Wednesday, April 4, 2012

minutes

I hate just being able to give minutes to writing but it is all I have to give right now. I guess it is better than not writing at all. I like the idea of comparting a leg cramp to an earthquake, to yoga, to a life experience. I don't like all my word choices yet but it gives me pleasure to contemplate the similarities.. There is power in word choices. Wish I could make my words snap and bend like tetonic plates subducting under each other. How the release of words can make a world shake and be destroyed. Can any good come of an earthquake?
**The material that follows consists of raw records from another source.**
PR #48, opened 2017-01-13
Feature/add student_id to user

jakerenzella:
This PR will add the migration, model validations and support for User.student_id

### DIFF
--- a/db/schema.rb
+++ b/db/schema.rb
@@ -11,7 +11,7 @@
 #
 # It's strongly recommended that you check this file into your version control system.
 
-ActiveRecord::Schema.define(version: 20161208055326) do
+ActiveRecord::Schema.define(version: 20170112231900) do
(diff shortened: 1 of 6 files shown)


alexcu:
@jakerenzella Can we check that `student_id` is only added to those whose system role is `student`?

db/schema.rb
```diff
@@ -387,6 +387,7 @@
     t.boolean  "opt_in_to_research"
     t.boolean  "has_run_first_time_setup",                    default: false
     t.string   "login_id"
+    t.string   "student_id"
   end
 
   add_index "users", ["authentication_token"], name: "index_users_on_authentication_token", unique: true, using: :btree
```
alexcu: Should we add an index for `student_id`? Just a thought if we're going to be using it a lot.

PR #445, opened 2024-09-08
Feat: Numbas updated with polymorphic association

satikaj:
# Description

Latest commit introduces polymorphic association to task comments. Currently, task comments can belong to either Scorm test attempts or Overseer assessments.

## Type of change

- [ ] Bug fix (non-breaking change which fixes an issue)

# How Has This Been Tested?

Unit tests passed. Comments display as usual in the frontend.

# Checklist:


db/migrate/20240601103707_add_polymorphic_association_to_comment.rb
```diff
@@ -0,0 +1,16 @@
+class AddPolymorphicAssociationToComment < ActiveRecord::Migration[7.1]
+  def change
+    remove_index :task_comments, :overseer_assessment_id
+
+    add_column :task_comments, :commentable_type, :string
+    rename_column :task_comments, :overseer_assessment_id, :commentable_id
+
+    TaskComment.find_each do |comment|
+      if comment.commentable_id.present?
```
macite: You should be able to do this with a where - TaskComment.where('NOT commendable_id IS NULL').find_each

db/migrate/20240601103707_add_polymorphic_association_to_comment.rb
```diff
@@ -0,0 +1,16 @@
...
+        comment.update(commentable_type: 'OverseerAssessment')
```
macite: I think you could then do update all... something like this:

```suggestion
     TaskComment.where('NOT commendable_id IS NULL').in_batches.update_all(commentable_type: 'OverseerAssessment')
```

macite (changes requested):
Looking super close - the Task Comment table is huge, so I think we can optimise the update... see the comment. @satikaj do you have time to make these changes?

db/migrate/20240601103707_add_polymorphic_association_to_comment.rb
satikaj: I've made the changes now, Andrew

PR #446, opened 2024-09-10
Refactor: LaTeX processing in external Docker container

b0ink:
**Depends on https://github.com/doubtfire-lms/doubtfire-deploy/pull/29**

# Description

This update moves LaTeX processing into a dedicated TeX Live container. Instead of running `lualatex` from the [latex_config](https://github.com/thoth-tech/doubtfire-api/pull/38/files#diff-167b948375f6e2b72c3cc40acc447e3403e40953443451e7bd1501fd646a9309), the [latex_run.sh](https://github.com/b0ink/doubtfire-api/blob/ce988b26de5b18a919ff980f33cf08aff584bbeb/lib/shell/latex_run.sh) script is executed after being copied into the working directory (along with other input files such as `input.tex` and `jupynotex.py`).

`latex_run.sh` then runs `docker exec ...` into the TeX Live container and executes [latex_build.sh](https://github.com/b0ink/doubtfire-api/blob/ce988b26de5b18a919ff980f33cf08aff584bbeb/lib/shell/latex_build.sh), which is in charge of running the `lualatex` commands.

`latex_run.sh` relies on two environment variables to be set:
```env
LATEX_CONTAINER_NAME=formatif-texlive-container # Name of the TeX Live container
LATEX_BUILD_PATH=/texlive/shell/latex_build.sh # Path on the TeX Live container
```

The `render_to_string()` method that renders the PDFs is now wrapped in a `generate_pdf()` method defined in [latex_helper.rb](https://github.com/b0ink/doubtfire-api/blob/ce988b26de5b18a919ff980f33cf08aff584bbeb/app/helpers/latex_helper.rb), ensuring the environment variables are set before executing `latex_run.sh` via `render_to_string`.

## Type of change

- [x] Breaking change (fix or feature that would cause existing functionality to not work as expected)

# How Has This Been Tested?

- Use the modified docker-compose from https://github.com/doubtfire-lms/doubtfire-deploy/pull/29
- If you encounter issues with the setup, remove any previous Docker devcontainer builds and volumes.
- Run `rake test` in `doubtfire-api` to validate PDF generation.
- Optionally, run `rake db:simulate_signoff` which will create several tasks and render them with lualatex.
- You can also manually create a portfolio when logged in as a student, upload different test files, click "Create my portfolio", then run `doubtfire-api/lib/shell/generate_pdfs.sh`

# Checklist:


macite:
Hi @b0ink, it looks like the merge commit [fb0bc26](https://github.com/doubtfire-lms/doubtfire-api/pull/446/commits/fb0bc2657d62733edbfd6192755304e24d669e4d) has not merged the change log well. Can you recreate the PR and merge into the new/scorm branch? You could just revert the last two merge commits, and then force push to your branch. That may update this PR...

macite:
We also probably need to make sure to update the GitHub actions so that it tests using the separate containers

docker-compose.yml
```diff
@@ -71,3 +76,17 @@ services:
...
+      context: .
+      dockerfile: texlive.Dockerfile
+    volumes:
+      - ../data/student-work:/student-work
+      - ./public/assets/images:/doubtfire/public/assets/images
+      - ./test_files:/doubtfire/test_files
+      - ./tmp/rails-latex:/workdir/texlive-latex
+    depends_on:
+      - df-api
+    command: /bin/sh -c "while sleep 5000; do :; done"
```
macite: You should be able to use `while sleep infinity; ...` here

app/models/task.rb
```diff
@@ -1087,7 +1089,7 @@ def make_pdf
         end
       end
       logger.debug "Preprocessing complete, rendering file."
-      render_to_string(template: '/task/task_pdf', layout: true)
+      generate_pdf(template: "/task/task_pdf")
```
macite: Use ' around text - " if the text contains string interpolation.

app/helpers/latex_helper.rb
```diff
@@ -0,0 +1,7 @@
+module LatexHelper
+  def generate_pdf(template:)
+    raise "LATEX_CONTAINER_NAME is not set" if ENV['LATEX_CONTAINER_NAME'].nil?
```
macite: Use ' around text - " if the text contains string interpolation or escape characters. Using ' will be faster where these do not exist.

app/helpers/latex_helper.rb
```diff
@@ -0,0 +1,7 @@
...
+    raise "LATEX_BUILD_PATH is not set" if ENV['LATEX_BUILD_PATH'].nil?
```
macite: ' instead of "

app/models/pdf_generation/project_compile_portfolio_module.rb
```diff
@@ -66,8 +68,10 @@ def init(project, is_retry)
       end
 
       def make_pdf
-        render_to_string(template: '/portfolio/portfolio_pdf', layout: true)
+        logger.debug "Running make_pdf: (portfolio)"
```
macite: ' instead of "

app/models/pdf_generation/project_compile_portfolio_module.rb
```diff
@@ -66,8 +68,10 @@ def init(project, is_retry)
...
+        generate_pdf(template: "/portfolio/portfolio_pdf")
```
macite: ' instead of "

texlive.Dockerfile
```diff
@@ -0,0 +1,14 @@
+FROM texlive/texlive:latest
+
+RUN apt-get update \
+    && apt-get install -y \
+    imagemagick \
+    inkscape \
+    librsvg2-bin \
```
macite, line 7: We should be able to remove inkscape and librsvg2-bin from the other Dockerfiles as I think these are only used in the pdf creation.

texlive.Dockerfile
```diff
@@ -0,0 +1,14 @@
...
+    && apt-get clean \
+    && rm -rf /var/lib/apt/lists/*
+
+COPY ./lib/shell/latex_build.sh /texlive/shell/latex_build.sh
+RUN chmod +x /texlive/shell/latex_build.sh
+
+CMD ["sh", "-c", "while sleep 5000; do :; done"]
```
macite: infinity should work here too

lib/shell/latex_run.sh
```diff
@@ -0,0 +1,5 @@
+#!/bin/sh
+# This script is copied into tmp/rails-latex/$WORK_DIR/ and executed by rails-latex
+
+WORK_DIR=$(basename "$PWD")
+docker exec -t $LATEX_CONTAINER_NAME $LATEX_BUILD_PATH $WORK_DIR
```
macite, line 5: We should check that these environment variables exist - either here or in the application.rb file. Then report an error so that the config can be checked.
$LATEX_CONTAINER_NAME 
$LATEX_BUILD_PATH

macite: Should we default LATEX_BUILD_PATH to /texlive/shell/latex_build.sh if it is not set?

macite (changes requested):
Looks pretty close now - just a few minor things to look at.

PR #447, opened 2024-09-20
Feature/jplag implementation

JackSCarroll:
Depends on [ doubtfire-lms/doubtfire-deploy#28 ](https://github.com/doubtfire-lms/doubtfire-deploy/pull/28)
Depends on [ doubtfire-lms/doubtfire-web#873 ](https://github.com/doubtfire-lms/doubtfire-web/pull/873)
Feasibility document: [ thoth-tech/documentation#528 ](https://github.com/thoth-tech/documentation/pull/528)

# Description

This branch adds JPLAG software plagiarism detection to OnTrack. The `unit_similarity_module.rb` file has been modified to extend the `check_similarity function` to perform a docker exec command to generate a jplag report for each task with "done" files in a unit.
It extracts the code files from the "done" zip files and temporarily stores them in `tmp/jplag/unitcode/task` while the jplag report is being generated.

## Type of change

- [X] Breaking change (fix or feature that would cause existing functionality to not work as expected)
- [X] This change requires a documentation update

# How Has This Been Tested?

- Use the modified docker-compose and added jplag.Dockerfile from [ Feature/add jplag plagiarism detection #28 ](https://github.com/doubtfire-lms/doubtfire-deploy/pull/28)
- Create a new task in a unit and have at least 2 student users upload similar code files for the task
- Change task due date to be in the past, so submissions can be accepted in the check_similarity check
- Run `rake submission:generate_pdfs` while cd'ed in doubtfire-api. This will create the "done" files.
- Run `rake submission:check_plagiarism` while cd'ed in doubtfire-api. This will run jplag on all units and tasks.

# Checklist:

- [X] My code follows the style guidelines of this project
- [X] I have performed a self-review of my own code
- [X] I have commented my code, particularly in hard-to-understand areas
- [X] I have made corresponding changes to the documentation if appropriate
- [X] My changes generate no new warnings


macite:
Can you recreate commit 90ef645edaaf057e90f567aa9409ad72a37afb89 with a chore tag at the start of the commit message.

app/models/similarity/unit_similarity_module.rb
```diff
@@ -14,17 +14,26 @@ def last_plagarism_scan
...
+
     begin
       logger.info "Checking plagiarsm for unit #{code} - #{name} (id=#{id})"
 
       task_definitions.each do |td|
+        # making temp directory for each task - jplag
+        tasks_dir = root_work_dir.join(td.id.to_s)
+        FileUtils.mkdir_p(tasks_dir)
+
         next if td.moss_language.nil? || td.upload_requirements.nil? || td.upload_requirements.select { |upreq| upreq['type'] == 'code' && upreq['tii_check'] }.empty?
```
macite: should this still be moss_language?

app/models/similarity/unit_similarity_module.rb
```diff
@@ -35,6 +44,7 @@ def check_moss_similarity(force: false)
         tasks = tasks_for_definition(td)
         tasks_with_files = tasks.select(&:has_pdf)
 
+
```
macite, line 49: Remove unnecessary empty lines

macite: Have to think if this is worth changing...

app/models/similarity/unit_similarity_module.rb
```diff
@@ -222,4 +235,51 @@ def add_done_files_for_plagiarism_check_of(task_definition, tmp_path, to_check,
...
+      # only check code files marked for similarity checks
+      next unless upreq['type'] == 'code' && upreq['tii_check']
+
+      pattern = task_definition.glob_for_upload_requirement(idx)
+
+      tasks_with_files.each do |t|
+        t.extract_file_from_done(tasks_dir, pattern, ->(_task, to_path, name) { File.join(to_path.to_s, t.student.username.to_s, name.to_s) })
+      end
+      puts "Starting JPLAG container to run on #{tasks_dir}"
+      tasks_dir_split = tasks_dir.to_s.split('/workspace/doubtfire-api')[1]
```
macite: hardcoded dev container path... won't work in production

app/models/similarity/unit_similarity_module.rb
```diff
@@ -222,4 +235,51 @@ def add_done_files_for_plagiarism_check_of(task_definition, tmp_path, to_check,
...
+    task_definition.upload_requirements.each_with_index do |upreq, idx|
+      # only check code files marked for similarity checks
+      next unless upreq['type'] == 'code' && upreq['tii_check']
+
+      pattern = task_definition.glob_for_upload_requirement(idx)
+
+      tasks_with_files.each do |t|
+        t.extract_file_from_done(tasks_dir, pattern, ->(_task, to_path, name) { File.join(to_path.to_s, t.student.username.to_s, name.to_s) })
+      end
+      puts "Starting JPLAG container to run on #{tasks_dir}"
```
macite: Use logging not puts

app/models/similarity/unit_similarity_module.rb
```diff
@@ -222,4 +235,51 @@ def add_done_files_for_plagiarism_check_of(task_definition, tmp_path, to_check,
...
+      tasks_dir_split = tasks_dir.to_s.split('/workspace/doubtfire-api')[1]
+
+      # Check if the directory exists and create it if it doesn't
+      results_dir = "/jplag/results/#{unit_code}"
+      `sudo docker exec jplag sh -c 'if [ ! -d "#{results_dir}" ]; then mkdir -p "#{results_dir}"; fi'`
```
macite: sudo?

macite: Should this be outside the upload requirements loop? What happens if you have multiple files being checked in the same task definition?

app/models/similarity/unit_similarity_module.rb
```diff
@@ -222,4 +235,51 @@ def add_done_files_for_plagiarism_check_of(task_definition, tmp_path, to_check,
...
+
+      # Remove existing result file if it exists
+      result_file = "#{results_dir}/#{task_definition.id}-result.zip"
+      `sudo docker exec jplag sh -c 'if [ -f "#{result_file}" ]; then rm "#{result_file}"; fi'`
+
+      case type_data[1]
```
macite: Is this all the languages available?

app/models/similarity/unit_similarity_module.rb
```diff
@@ -222,4 +235,51 @@ def add_done_files_for_plagiarism_check_of(task_definition, tmp_path, to_check,
...
+      when 'csharp'
+        file_lang = 'csharp'
+      when 'cc'
+        file_lang = 'cpp'
+      end
+
+      # Run JPLAG
+      puts "THE FILE TYPE IN MOSS: #{type_data[1]}"
```
macite: puts

app/models/similarity/unit_similarity_module.rb
```diff
@@ -222,4 +235,51 @@ def add_done_files_for_plagiarism_check_of(task_definition, tmp_path, to_check,
...
+      `sudo docker exec jplag java -jar /jplag/myJplag.jar #{tasks_dir_split} -l #{file_lang} --similarity-threshold=0.8 -M RUN -r #{results_dir}/#{task_definition.id}-result`
+    end
+
+    # Delete the extracted code files from tmp
+    tmp_dir = Rails.root.join("tmp", "jplag")
+    puts "Deleting files in: #{tmp_dir}"
```
macite: puts

app/models/similarity/unit_similarity_module.rb
```diff
@@ -222,4 +235,51 @@ def add_done_files_for_plagiarism_check_of(task_definition, tmp_path, to_check,
...
+    puts "Files to delete: #{Dir.glob("#{tmp_dir}/*")}"
```
macite: puts

app/models/similarity/unit_similarity_module.rb
```diff
@@ -222,4 +235,51 @@ def add_done_files_for_plagiarism_check_of(task_definition, tmp_path, to_check,
...
+    FileUtils.rm_rf(Dir.glob("#{tmp_dir}/*"))
+
+    self
```
macite, line 131: Where are the similarity matches created?

macite: We need to parse the report and link related tasks

macite (changes requested):
This looks like a good start, but there seems to be quite a bit to do still.

app/models/similarity/unit_similarity_module.rb
JackSCarroll: Because some of the language names in MOSS and JPLAG differ, i've added a check for c++ and python.
Currently only supporting languages defined from the task definition ui `task-definition-upload.component.html`
Have added comments to both `task-definition-upload.component.html` and `unit-similarity-module.rb` as reminder to check MOSS and JPLAG language defintions

app/models/similarity/unit_similarity_module.rb
JackSCarroll: Sudo is needed to make the `docker exec` commands work. Not entirely sure why 🙃.
Have moved the dir checks outside the loop and still works as expected.

app/models/similarity/unit_similarity_module.rb
JackSCarroll: Have changed to Rails.root

app/models/similarity/unit_similarity_module.rb
JackSCarroll: I'm using the upload requirement language from the task definition ui `task-definition-upload.component.html`.
Feel like it makes sense to use existing language definition considering the task creator has already decided if plagiarism checks are necessary from MOSS.
So if no requirement for MOSS, no requirement for JPLAG. 
Let me know if you don't think is this appropriate.

macite: With this we should remove the old moss code, so these could be renamed...

app/models/similarity/unit_similarity_module.rb
```diff
@@ -222,4 +235,60 @@ def add_done_files_for_plagiarism_check_of(task_definition, tmp_path, to_check,
...
+
+      tasks_with_files.each do |t|
+        t.extract_file_from_done(tasks_dir, pattern, ->(_task, to_path, name) { File.join(to_path.to_s, t.student.username.to_s, name.to_s) })
+      end
+
+      logger.info "Starting JPLAG container to run on #{tasks_dir}"
+      root_dir = Rails.root.to_s
+      tasks_dir_split = tasks_dir.to_s.split(root_dir)[1]
+
+      # Set the file language based on the type
```
macite: We can be removing MOSS with this - so the languages can be updated to those we want from JPlag. This would be part of the front end change as well.

macite (changes requested):
Looks like we need to remove the Moss code, switch the languages in the task definitions, and add in some unit tests.

app/models/similarity/unit_similarity_module.rb
b0ink: `docker exec` doesn't require `sudo` in production since it'll run as the root user, but the permission errors in the devcontainer are due to it using the `vscode` user

You can fix this by [setting permissions on `/var/run/docker.sock`](https://github.com/doubtfire-lms/doubtfire-deploy/pull/29/commits/a3af75f200fdb4be9ce5afc621c906606bbbeb73#diff-79495a5ff44c04cd52db3561d48e92865b1b47e8738ddc27a489224de4914daaR10) in https://github.com/doubtfire-lms/doubtfire-deploy

app/models/similarity/unit_similarity_module.rb
JackSCarroll: I've added a function to create the similarity matches. [Here's](https://github.com/doubtfire-lms/doubtfire-api/pull/447/commits/2a237597b29b49a833fd55e6bcc4a2e9a604b8d0) the commit.
It opens the overview.json file from the report and extracts the max similarity between 2 submissions.
It also finds the task id by looking in /files/student_name/task_id and grabbing the task id folder name; it matches the student names from the two that are being looked at currently in overview.json.

macite:
Merged into 10.0.x

PR #451, opened 2024-12-17
Fix: no auth method mailer

jakerenzella:
## WARNING: This change may require servers to set `DF_SMTP_AUTHENTICATION` to `plain` as that was the previous default.

Currently, mailer auth defaults to `plain`.

Some mailers don't rely on mailer auth, and instead use internal IP ranges.

No-auth method smtp relies on the lack of an auth key, and there is no valid value to default to.

The defaul plain method meant that non-auth mailers can't set the auth method correctly.

## WARNING: This may require servers to set `DF_SMTP_AUTHENTICATION` to `plain` as that was the previous default.


macite:
Implemented through no_auth / none setting.

PR #455, opened 2025-01-26
enhance: data pagination

nodogx:
# Description
## Added Data Pagination

Now, instead of loading all the data histories at once, the backend just gives the data based on the webpage and a limited number or data. For example, If there are 30 records, and if the page 1 has 10 records, this will only give the 10 records in the backend with the total number of records (needed for page count).  

When the user goes to page 2 for example, the next set of data will be loaded. This way, if there are 500 histories for example, everything will not be loaded at once. 

This will help boost webpage load times

Screenshot 2024-12-23 at 2 29 02 am

# How Has This Been Tested?

Login as any user
Go to the dashboard (where all the target history is been shown)
Go to the inspect page in the browser.
Go to the Network tab, and see how the data is loaded every time when the user is navigated to a new page

## Testing Checklist:

- [x] Tested in latest Chrome
- [x] Tested in latest Safari
- [x] Tested in latest Firefox

# Checklist:

- [x] I have commented my code in hard-to-understand areas
- [x] I have made corresponding changes to the documentation
- [ ] I have requested a review from @macite and @jakerenzella on the Pull Request

Front end - https://github.com/doubtfire-lms/doubtfire-web/pull/913


b0ink:
We'll probably want to use a more global framework such as https://github.com/bsm/grape-kaminari for pagination, and closely integrate it with out entity service manager

PR #521, opened 2025-09-29
feat: pdf diff generation

b0ink:


b0ink:
not feasible in its current state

Is the rebuilding piece from a disaster really that good of a thing to go through or is it always just little deaths with each roll?

Tuesday, April 3, 2012

3:11 am 2nd draft

It starts with a contraction,
a shudder,
turns to a roll,
tightening to knots...
like a freight train roaring down the tracks
the earth twitches and shakes off its top layer.

Just as the cramp

grips the calf.

I wait.

Watch the pictures rattle…
Anticipate the next twitch.

Will it ease?
or escalate?

It always escalates .


Why do I bother to lie?
and wish for sleep?


It won't come.
The cramp won’t stop.

The pain that starts mid calf,
travels to the arch
of the foot,
Reminiscent
of downward facing dog
and a forward fold.

Just as the ache from head to child
planks my adult.
Board like,
stiff.

To tighten
the muscle
heart
requires the stretch
to rebound and snap with tectonic
plates.

Shatter
the pieces
of my debris.

Straighten the frames
upon the wall.

Wait….
For the next tremble of muscle.

I grasp
tight,
but leaks in cracks,
seep,
ooze,
break loose.

I roll to floor,
hobble to gulp magnesium.
Turn up the heat,
lay the leg flat,
and think
of past actions.


I'd text you sorry
but what good would that do?



The strength I need comes with practice.
Warrior 1 shifts to Warrior 2.
The end result is a stretch,
and a cramp that haunts my night.


I know it will be easy someday,
the body will lay still,
the earth will be silent.
My legs won't cramp at 3 am.

one a day

Ok with 1 blog a day there will be no perfection but there will be ideas to play with in the future. So this will be more diary like but I will play with language.